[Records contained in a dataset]
PR #20, opened 2017-03-03
Change split point to use the coreCoordinate

kwhetstone:
This was an important TODO that is being addressed now.  Instead of using the plugin's jenkins/version, we need to check against the coreCoordinates that we're actually going to be testing.  There is the chance that something was split out of core after the plugin's jenkins.version and it could cause the coreCoordinates to fail.

Importantly the sign change here: `coreCoordinates.compareVersionTo(splitPoint) >= 0`  With that change, it now will add the plugin if the coreCoordinates is greater than the splitPoint.  Which makes sense, it's no longer in core, so we need to track that plugin.

@reviewbybees

### DIFF
--- a/plugins-compat-tester/src/main/java/org/jenkins/tools/test/PluginCompatTester.java
+++ b/plugins-compat-tester/src/main/java/org/jenkins/tools/test/PluginCompatTester.java
@@ -405,7 +405,7 @@ public class PluginCompatTester {
             // Much simpler to do use the parent POM to set up the test classpath. 
             MavenPom pom = new MavenPom(pluginCheckoutDir);
             try {
-                addSplitPluginDependencies(plugin.name, mconfig, pluginCheckoutDir, pom, otherPlugins, pluginGroupIds);
+                addSplitPluginDependencies(plugin.name, mconfig, pluginCheckoutDir, pom, otherPlugins, pluginGroupIds, coreCoordinates);
             } catch (Exception x) {
                 x.printStackTrace();
                 pomData.getWarningMessages().add(Functions.printThrowable(x));
@@ -549,7 +549,7 @@ public class PluginCompatTester {
         }
     }
 
-    private void addSplitPluginDependencies(String thisPlugin, MavenRunner.Config mconfig, File pluginCheckoutDir, MavenPom pom, Map<String,Plugin> otherPlugins, Map<String, String> pluginGroupIds) throws PomExecutionException, IOException {
+    private void addSplitPluginDependencies(String thisPlugin, MavenRunner.Config mconfig, File pluginCheckoutDir, MavenPom pom, Map<String,Plugin> otherPlugins, Map<String, String> pluginGroupIds, MavenCoordinates coreCoordinates) throws PomExecutionException, IOException {
         File tmp = File.createTempFile("dependencies", ".log");
         VersionNumber coreDep = null;
         Map<String,VersionNumber> pluginDeps = new HashMap<String,VersionNumber>();
@@ -619,7 +619,7 @@ public class PluginCompatTester {
             tmp.delete();
         }
         System.out.println("Analysis: coreDep=" + coreDep + " pluginDeps=" + pluginDeps + " pluginDepsTest=" + pluginDepsTest);
-        if (coreDep != null) {
+        if (coreCoordinates != null) {
             // Synchronize with ClassicPluginStrategy.DETACHED_LIST:
             String[] splits = {
                 "maven-plugin:1.296:1.296",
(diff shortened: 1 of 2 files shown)


kwhetstone:
This looks like it fixes promoted-builds failures on .  There might be another plugin or 2 that this fixes, but promoted-builds was the primary driver.  Even one is worth the fix to me!

kwhetstone:
Will this be merged?

jglick:
I think you are effectively a maintainer of this repo.

plugins-compat-tester/src/main/java/org/jenkins/tools/test/PluginCompatTester.java
```diff
@@ -426,6 +426,7 @@ private TestExecutionResult testPluginAgainst(MavenCoordinates coreCoordinates,
             forExecutionHooks.put("pomData", pomData);
             forExecutionHooks.put("pom", pom);
             forExecutionHooks.put("coreCoordinates", coreCoordinates);
+            forExecutionHooks.put("pluginCheckoutDir", pluginCheckoutDir);
```
varyvol: I think this is not needed?

plugins-compat-tester/src/main/java/org/jenkins/tools/test/PluginCompatTester.java
```diff
@@ -658,10 +659,9 @@ private void addSplitPluginDependencies(String thisPlugin, MavenRunner.Config mc
                     System.out.println("Skipping implicit dep " + thisPlugin + " → " + plugin);
                     continue;
                 }
-                VersionNumber splitPoint = new VersionNumber(pieces[1]);
+                String splitPoint = pieces[1];
                 VersionNumber declaredMinimum = new VersionNumber(pieces[2]);
-                // TODO this should only happen if the tested core version is ≥ splitPoint
-                if (coreDep.compareTo(splitPoint) <= 0 && !pluginDeps.containsKey(plugin)) {
+                if (coreCoordinates.compareVersionTo(splitPoint) >= 0 && !pluginDeps.containsKey(plugin)) {
```
varyvol: I think you should still maintain the previous condition. Even though you check the tested version is bigger than the splitPoint, the plugin should be prepared for that if its baseline is bigger too.

plugins-compat-tester/src/main/java/org/jenkins/tools/test/PluginCompatTester.java
```diff
@@ -619,7 +620,7 @@ private void addSplitPluginDependencies(String thisPlugin, MavenRunner.Config mc
             tmp.delete();
         }
         System.out.println("Analysis: coreDep=" + coreDep + " pluginDeps=" + pluginDeps + " pluginDepsTest=" + pluginDepsTest);
-        if (coreDep != null) {
+        if (coreCoordinates != null) {
```
varyvol: There are a couple of other places where coreDep is used:
- When loggin "Analysis: coreDep...".
- When updating the dependencies, to change the version for maven-plugin.

Should those be changed to coreCoordinates too?

plugins-compat-tester/src/main/java/org/jenkins/tools/test/PluginCompatTester.java
kwhetstone: This is needed for hooks that look at the `pluginCheckoutDir` which is needed for a fix/hook that coincides with this change.

plugins-compat-tester/src/main/java/org/jenkins/tools/test/PluginCompatTester.java
kwhetstone: Are you saying that is should look like:
`if (coreCoordinates.compareVersionTo(splitPoint) >= 0 && coreDep.compareTo(splitPoint) >= 0 && !pluginDeps.containsKey(plugin))`

The problems I've seen that are related to/fixed by this are around a plugin not loading due to an outdated dependency of a plugin that was bundled at one point.  The ones that are no longer bundled should be upgraded like the other dependencies.

varyvol: Being the second comparison '<=' but yes.

I am not sure of following you here Kristin. Could you explain further? (maybe with an example?). My thinking was:
- One plugin was split out of the core in a certain version.
- If the baseline for the plugin is smaller, then the plugin will not include the dependency to such plugin.
- If PCT is executed against a greater core version, then we need to include the dependency.
- However if the plugin's baseline is bigger than the split version, it will already include the dependency so we do not need to include it even if executing with a greater version.

Am I wrong?

jglick: It would be great to have an in-repo integration test system so that subtle changes like this could be proven using new test cases.

varyvol:
@kwhetstone did you have some time to review my comments?

oleg-nenashev:
Merge conflict

PR #24, opened 2017-04-24
[JENKINS-43725] Avoid test scope dependencies already present

varyvol:
[JENKINS-42877](https://issues.jenkins-ci.org/browse/JENKINS-42877)

Due to transitive dependencies, some plugin dependencies could be added with test scope when they were already present as the direct dependencies.

Also improved the output format for the POM file so that it can be read easily.

@reviewbybees

### DIFF
--- a/plugins-compat-tester/src/main/java/org/jenkins/tools/test/PluginCompatTester.java
+++ b/plugins-compat-tester/src/main/java/org/jenkins/tools/test/PluginCompatTester.java
@@ -681,10 +681,15 @@ public class PluginCompatTester {
             }
 
             List<String> convertFromTestDep = new ArrayList<String>();
-            checkDefinedDeps(pluginDeps, toAdd, toReplace, otherPlugins, new ArrayList<String>(pluginDepsTest.keySet()), convertFromTestDep);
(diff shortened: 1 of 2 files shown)


daniel-beck:
What was wrong with #23?

varyvol:
@daniel-beck just wrong commit texts, the code is the same.

plugins-compat-tester/src/main/java/org/jenkins/tools/test/PluginCompatTester.java
```diff
@@ -681,10 +681,15 @@ private void addSplitPluginDependencies(String thisPlugin, MavenRunner.Config mc
             }
 
             List<String> convertFromTestDep = new ArrayList<String>();
-            checkDefinedDeps(pluginDeps, toAdd, toReplace, otherPlugins, new ArrayList<String>(pluginDepsTest.keySet()), convertFromTestDep);
+            checkDefinedDeps(pluginDeps, toAdd, toReplace, otherPlugins, new ArrayList<>(pluginDepsTest.keySet()), convertFromTestDep);
```
kwhetstone: Again, with the type removed.

daniel-beck:
@varyvol Thanks for the clarification.

varyvol:
@kwhetstone yes!
@daniel-beck no problem!

PR #26, opened 2017-04-26
Fix boolean condition when transforming POM

varyvol:
Boolean condition was wrong, which was making some plugins to be transformed instead of an exception being thrown.

@reviewbybees @kwhetstone @jglick @andresrc @raul-arabaolaza


kwhetstone:
🐝

PR #29, opened 2017-05-31
[JENKINS-44576] Use local clone instead of checking out from SCM

varyvol:
[JENKINS-44576](https://issues.jenkins-ci.org/browse/JENKINS-44576)

- Allow specifying the folder through a CLI option.
- Set that folder in the configuration.
- If properly set and executing only for one plugin, copy contents from the folder instead of checking out from SCM.

@reviewbybees @jglick @andresrc

### DIFF
--- a/plugins-compat-tester/src/main/java/org/jenkins/tools/test/PluginCompatTester.java
+++ b/plugins-compat-tester/src/main/java/org/jenkins/tools/test/PluginCompatTester.java
@@ -58,7 +58,6 @@ import org.jenkins.tools.test.model.PluginRemoting;
 import org.jenkins.tools.test.model.PomData;
 import org.jenkins.tools.test.model.TestExecutionResult;
 import org.jenkins.tools.test.model.TestStatus;
-import org.jenkins.tools.test.model.comparators.VersionComparator;
 import org.springframework.core.io.ClassPathResource;
 
 import javax.xml.transform.Result;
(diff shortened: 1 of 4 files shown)


plugins-compat-tester/src/main/java/org/jenkins/tools/test/PluginCompatTester.java
```diff
@@ -58,7 +58,6 @@
 import org.jenkins.tools.test.model.PomData;
 import org.jenkins.tools.test.model.TestExecutionResult;
 import org.jenkins.tools.test.model.TestStatus;
-import org.jenkins.tools.test.model.comparators.VersionComparator;
```
varyvol: Unused.

jglick:
Follows up #27 IIUC.

plugins-compat-tester/src/main/java/org/jenkins/tools/test/PluginCompatTester.java
```diff
@@ -436,6 +438,12 @@ private TestExecutionResult testPluginAgainst(MavenCoordinates coreCoordinates,
         }
 	}
 
+    private boolean shouldUseLocalCheckout() {
+        boolean properLocalCheckoutDir = config.getLocalCheckoutDir() != null && config.getLocalCheckoutDir().exists();
+        boolean onlyOnePlugin = config.getIncludePlugins() != null && config.getIncludePlugins().size() == 1;
```
jglick: I would say that if the `localCheckoutDir` is specified but `includePlugins.length != 1` we should just abort with a helpful message.

varyvol: Changed.

PR #33, opened 2017-06-21
[JENKINS-45017] Only one of the dependency versions is replaced

varyvol:
[JENKINS-45017](https://issues.jenkins-ci.org/browse/JENKINS-45017)

Once a dependency version got replaced, that plugin was being replaced from the list. Thus if such dependency was found again, the version was not replaced.

As an example, check [workflow-api-plugin](https://github.com/jenkinsci/workflow-api-plugin)

**Before**
screen shot 2017-06-21 at 09 45 53

**After**
screen shot 2017-06-21 at 09 46 12

@reviewbybees esp. @jglick @raul-arabaolaza

### DIFF
--- a/plugins-compat-tester/src/main/java/org/jenkins/tools/test/model/MavenPom.java
+++ b/plugins-compat-tester/src/main/java/org/jenkins/tools/test/model/MavenPom.java
@@ -40,6 +40,7 @@ import javax.xml.transform.stream.StreamSource;
 import java.io.File;
 import java.io.FileWriter;
 import java.io.IOException;
+import java.util.LinkedHashMap;
 import java.util.List;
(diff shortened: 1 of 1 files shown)


jglick:
BTW you can use

    ```xml
    <sample>…</sample>
    ```

rather than screenshots!

varyvol:
@jglick The idea is: there is a set of plugins (with specific versions) that needs to be in the POM. If they are there, then only the versions need to be replaced. If they are not, then the whole dependency needs to be added.

To manage that, whenever a plugin was used as a replacement, it was being deleted so that it was not added afterwards. However this should not be done until all the dependencies have been gone through (that's why now they are stored in an auxiliary list and removed later).

PR #34, opened 2017-06-27
[JENKINS-45149] PCT should be able to exercise blueocean plugins

raul-arabaolaza:
[JENKINS-45149](https://issues.jenkins-ci.org/browse/JENKINS-45149)

- Added a hook for BO plugins that gets automatically fired unless `localCheckoutDir` is specified. The hook simply solves the problem of checking out from an unknown source
- Make the PCT able to recognize BO parent so when using 'localCheckoutDir' or pom is transformed it works as expected

@reviewbybees specially @varyvol and @kwhetstone 

cc @abayer

### DIFF
--- a/plugins-compat-tester/src/main/java/org/jenkins/tools/test/hook/BlueOceanHook.java
+++ b/plugins-compat-tester/src/main/java/org/jenkins/tools/test/hook/BlueOceanHook.java
@@ -22,10 +22,10 @@ import java.util.Map;
  * 
  */
 public class BlueOceanHook extends PluginCompatTesterHookBeforeCheckout {
-    private String parentUrl = "scm:git:git://github.com/jenkinsci/blueocean-plugin.git";
-    private String parentName = "blueocean";
-    private String parentProjectName = "blueocean-parent";
-    private List<String> allBundlePlugins = Arrays.asList("blueocean", "blueocean-commons", "blueocean-config", "blueocean-dashboard", "blueocean-events", "blueocean-git-pipeline", "blueocean-github-pipeline", "blueocean-i18n", "blueocean-jwt", "blueocean-personalization", "blueocean-pipeline-api-impl", "blueocean-rest", "blueocean-rest-impl", "blueocean-web");
+    private static final String parentUrl = "scm:git:git://github.com/jenkinsci/blueocean-plugin.git";
+    private static final String parentName = "blueocean";
+    private static final String parentProjectName = "blueocean-parent";
+    private static final List<String> allBundlePlugins = Arrays.asList("blueocean", "blueocean-commons", "blueocean-config", "blueocean-dashboard", "blueocean-events", "blueocean-git-pipeline", "blueocean-github-pipeline", "blueocean-i18n", "blueocean-jwt", "blueocean-personalization", "blueocean-pipeline-api-impl", "blueocean-rest", "blueocean-rest-impl", "blueocean-web");
     boolean firstRun = true;
 
     public BlueOceanHook() {}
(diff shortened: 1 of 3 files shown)


kwhetstone:
:bee:

raul-arabaolaza:
@reviewbybees Done

plugins-compat-tester/src/main/java/org/jenkins/tools/test/hook/BlueOceanHook.java
```diff
@@ -0,0 +1,88 @@
...
+import java.util.List;
+import java.util.Map;
+
+/**
+ * Workaround for the blueocean plugins since they are
+ * stored in a central repository.
+ * 
+ */
+public class BlueOceanHook extends PluginCompatTesterHookBeforeCheckout {
+    private String parentUrl = "scm:git:git://github.com/jenkinsci/blueocean-plugin.git";
```
varyvol: These fours ones maybe final static?

plugins-compat-tester/src/main/java/org/jenkins/tools/test/hook/BlueOceanHook.java
```diff
@@ -0,0 +1,88 @@
...
+
+    /**
+     * All the plugins that are part of this repository.
+     */
+    public List<String> transformedPlugins() {
+        return allBundlePlugins;
+    }
+
+    /*
+     * No check implementation is required because transformedPlugins
```
varyvol: I think this comment can be deleted?

varyvol:
Minor comment but 🐝

plugins-compat-tester/src/main/java/org/jenkins/tools/test/hook/BlueOceanHook.java
```diff
@@ -0,0 +1,88 @@
...
+     * Perform the checkout from the common repository. Since trying to work this into the PluginCompatTester
+     * class pretty much requires a specific rewrite, perform the checkout here and skip the main class.
+     */
+    public Map<String, Object> action(Map<String, Object> moreInfo) throws Exception {
+        PluginCompatTesterConfig config = (PluginCompatTesterConfig)moreInfo.get("config");
+        Plugin currentPlugin = (Plugin)moreInfo.get("plugin");
+        // We should not execute the hook if using localCheckoutDir
+        boolean shouldExecuteHook = config.getLocalCheckoutDir() == null || !config.getLocalCheckoutDir().exists();
+
+        if (shouldExecuteHook) {
```
varyvol: Why not putting here both conditions and saving an if?

plugins-compat-tester/src/main/java/org/jenkins/tools/test/hook/BlueOceanHook.java
kwhetstone: I know it's from the original MultiModule example to explain what was going on.  For the sake of file length or in the context of this particular file, it can be removed.

plugins-compat-tester/src/main/java/org/jenkins/tools/test/hook/BlueOceanHook.java
raul-arabaolaza: Ok, agree

plugins-compat-tester/src/main/java/org/jenkins/tools/test/hook/BlueOceanHook.java
raul-arabaolaza: Matter of taste, I save an if but I understand quicker if I see a `shouldExecuteHook` variable than if I see `config.getLocalCheckoutDir() == null || !config.getLocalCheckoutDir().exists();`

PR #39, opened 2017-07-06
[JENKINS-45330] More flexibility on core versions.

andresrc:
See [JENKINS-45330](https://issues.jenkins-ci.org/browse/JENKINS-45330)


oleg-nenashev:
The ticket does not explain why is it desired any examples?

andresrc:
Private builds that may use any internal convention.

andresrc:
@oleg-nenashev noted in the ticket, as well. Thanks!

PR #4430, opened 2019-02-11
Suggestion: Improve ENDTIME accuracy

benaadams:
Use `time` rather than `date` which gives the number of seconds with decimal places rather than whole numbers (with indeterminate rounding) 

The parser might need changes to deal with the decimals?

### DIFF
--- a/toolset/utils/results.py
+++ b/toolset/utils/results.py
@@ -155,11 +155,11 @@ class Results:
                             if m != None:
                                 rawData['5xx'] = int(m.group(1))
                         if "STARTTIME" in line:
-                            m = re.search("[0-9]+", line)
-                            rawData["startTime"] = int(m.group(0))
+                            m = re.search("[0-9]+\.*[0-9]*", line)
+                            rawData["startTime"] = float(m.group(0))
                         if "ENDTIME" in line:
-                            m = re.search("[0-9]+", line)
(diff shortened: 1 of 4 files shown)


benaadams:
So I was wondering about this... and whether trusting `wrk` would be better? i.e. using the value passed to `$duration`?

Though still not using `date` for the second measurement e.g. `$duration + $STARTTIME` (will need some kind of parsing of `$duration`)

msmith-techempower:
`wrk` does not have the granularity that `time` does, and often when we specify "15 seconds" for `wrk`, it reports that it was over `15.10s`, [for example](http://tfb-logs.techempower.com/round-17/final/citrine-results/20180903024112/gemini/plaintext/raw.txt).

I think this implementation is fine, overall; however, I think we might want to consider moving away from timing things ourselves and instead simply rely on `wrk`'s reporting. We fairly often get questions along the lines of "in round X, framework Y shows Z R/S on the website, but the raw file is different - why?" and that could be completely avoided by simply using `wrk`'s reporting.

benaadams:
>  and that could be completely avoided by simply using wrk's reporting.

Ah, from the summary output. More complex to parse the elapsed time from, but good idea

talawahtech:
One approach might be to just grab the req/s value directly from the summary and avoid doing a separate calculation altogether.

PR #4436, opened 2019-02-12
updated Go/iris

chunariov:
Fully updated Go/iris, which passes all tests.


nbrady-techempower:
@chunariov Thanks for your contribution.

We don't want to add 800 vendor files in this repo. Those should all be pulled from github as one of the docker commands using `go get` like https://github.com/TechEmpower/FrameworkBenchmarks/blob/master/frameworks/Go/martini/martini.dockerfile#L10

chunariov:
Vendor files are deleted

frameworks/Go/iris/iris.dockerfile
```diff
@@ -1,14 +1,11 @@
-FROM golang:1.10.1
+FROM golang:latest
```
nbrady-techempower: Please keep this at a specific version number

chunariov: Done

PR #4438, opened 2019-02-13
Add benchmark tests for the Drogon framework

an-tao:
This PR adds benchmark tests for the [Drogon](https://github.com/an-tao/drogon) framework.

### DIFF
--- a/frameworks/C++/drogon/drogon.dockerfile
+++ b/frameworks/C++/drogon/drogon.dockerfile
@@ -1,0 +1,47 @@
+FROM ubuntu:18.04
+
+COPY ./ ./
+
+RUN  apt update -yqq && \
+     apt-get install -yqq software-properties-common && \
+	 apt install -yqq sudo curl wget cmake locales git \
+     openssl libssl-dev \
+     libjsoncpp-dev \
+     uuid-dev \
+     zlib1g-dev \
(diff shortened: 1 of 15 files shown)


frameworks/C++/drogon/drogon.dockerfile
```diff
@@ -0,0 +1,47 @@
...
+ENV AR=gcc-ar-8
+ENV RANLIB=gcc-ranlib-8
+
+ENV IROOT=/install
+ENV DROGON_ROOT=$IROOT/drogon
+ENV TEST_PATH=/drogon_benchmark/build
+WORKDIR $IROOT
+
+RUN git clone https://github.com/an-tao/drogon
+
```
nbrady-techempower: Can you checkout a specific version of drogon, or a commit hash? We want to avoid always pulling latest from master to keep the tests as reproducible as possible.

an-tao: Ok, I will make a new PR again. Thanks!

nbrady-techempower: No need to make a new PR! Just need a line here `RUN git checkout <hash>`

an-tao: I've added the line to the docker file.

PR #4448, opened 2019-02-14
Changed go ver to 1.11.5 in fasthttp-postgresql; added iris-prefork, iris-quicktemplate; fixed go-std; quicktemplate to go-std

chunariov:


chunariov:
Why TravisCI didn't check last commit?

PR #4457, opened 2019-02-17
Fix FastAPI implementation

tiangolo:
This fixes the implementation of FastAPI, updating the version (which fixes an incompatibility in a dependency). And updates the CPUs used.


tiangolo:
Thanks!

PR #4460, opened 2019-02-19
Adds Onyx Framework for Crystal

CaDs:
Hello.

Added a new framework for crystal, [Onyx](https://onyxframework.org)


frameworks/Crystal/onyx/onyx.dockerfile
```diff
@@ -0,0 +1,16 @@
...
+COPY run.sh run.sh
+COPY src src
+COPY shard.lock shard.lock
+COPY shard.yml shard.yml
+
+ENV DATABASE_URL postgres://benchmarkdbuser:benchmarkdbpass@tfb-database:5432/hello_world?initial_pool_size=56&max_pool_size=56&max_idle_pool_size=56
+ENV TEST_HOST tfb-server
+
+RUN shards install
+RUN crystal build --no-debug src/server_postgres.cr
```
vladfaust: Um, I think that the server should be build with `--release` tag

vladfaust:
```suggestion
RUN crystal build --no-debug src/server_postgres.cr
RUN crystal build --release --no-debug src/server_postgres.cr
```

nbrady-techempower:
Hi @CaDs - Looks like this is failing because you're trying to copy a `shards.lock` file that's not in this PR.

CaDs:
@nbrady-techempower thanks a lot. 
I fixed the dockerfile.

CaDs:
@vladfaust I saw the changes you shared with me on your gist and I used some of your code.
Still, when running the benchmarker test`./tfb --mode verify --test onyx` db and update actions are failing.

The reason is that the benchmarker is sending sometimes "bad" parameters such as 
```
for http://tfb-server:8080/updates?queries=foo
```
And with your implementation, queries with wrong kind of parameteres seems to be just skipped, while the benchmarker is expecting to fallback to a default of 1
I looked into [how to handle this errors](https://github.com/onyxframework/rest#errors) but I couldn't make it work here.

Other thing I have notice is that if we set 
```crystal
Onyx.render(:json)
```
the content-type for plaintext action is being set to `application/json` even if we attemtpt to overwrite it here

```cr
get "/plaintext" do |env|
  env.response.content_type = "text/plain"
  env.response << "Hello, World!"
end
```
↓
```
onyx: DEBUG [02:04:42.354 #8] 1.407ms
{'X-Response-Time': '147', 'X-Request-ID': 'e00d0984-f40c-4ede-89f7-d42bf068e36f', 'Content-Length': '13', 'Server': 'Onyx', 'Connection': 'keep-alive', 'Date': 'Thu, 21 Feb 2019 02:04:42 GMT', 'Access-Control-Allow-Origin': '*', 'Content-Type': 'application/json; charset=utf-8'}
Hello, World!
```

Also, probably it would be better to leave the sql logger disabled in order to gain some speed.

vladfaust:
@CaDs,

> ```
> for http://tfb-server:8080/updates?queries=foo
> ```

You can specify params like this:

```crystal
struct MyAction
  include Onyx::REST::Action
  
  params do
    query do
      type queries : String | Int32 = 1
    end
  end

  def call
    pp typeof(params.query.queries) # String | Int32
  end
end
```

You get the idea.

---

> the content-type for plaintext action is being set to `application/json` even if we attemtpt to overwrite it

True. This is a bug, I think. Strange, the valid code was once on my machine :thinking: I'll fix it ASAP.

vladfaust:
> Also, probably it would be better to leave the sql logger disabled in order to gain some speed.

As seen at https://github.com/onyxframework/onyx/blob/master/src/onyx/sql.cr#L10, once the app built in production-mode (with `CRYSTAL_ENV` equals to `production`), the logging stops.

CaDs:
@vladfaust 
Done, I have updated the PR with your code and added some small fixes.
Other than that, is using all the components you wanted, so it should be a pretty accurate benchmark for the framework.

I did pass the CRYSTAL_ENV in production mode in a previous commit, but still, I'm seeing INFO logs

```
onyx:  INFO [01:32:45.058 #10] [2e490d70]    GET /updates 200 2.041ms
```

Other benchmarks such as Raze or Kemal ones are removing the logs completely in order to gain some speed.
But this can be done later take a look and let me know if you are ok with the current version.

* **Problem requirements**: Your reply is to repeat, unchanged, the lines above running from the one with "Ah, from the" up to and including the one with "Vendor files are deleted".

* **Exercise response**:
Ah, from the summary output. More complex to parse the elapsed time from, but good idea

talawahtech:
One approach might be to just grab the req/s value directly from the summary and avoid doing a separate calculation altogether.

PR #4436, opened 2019-02-12
updated Go/iris

chunariov:
Fully updated Go/iris, which passes all tests.


nbrady-techempower:
@chunariov Thanks for your contribution.

We don't want to add 800 vendor files in this repo. Those should all be pulled from github as one of the docker commands using `go get` like https://github.com/TechEmpower/FrameworkBenchmarks/blob/master/frameworks/Go/martini/martini.dockerfile#L10

chunariov:
Vendor files are deleted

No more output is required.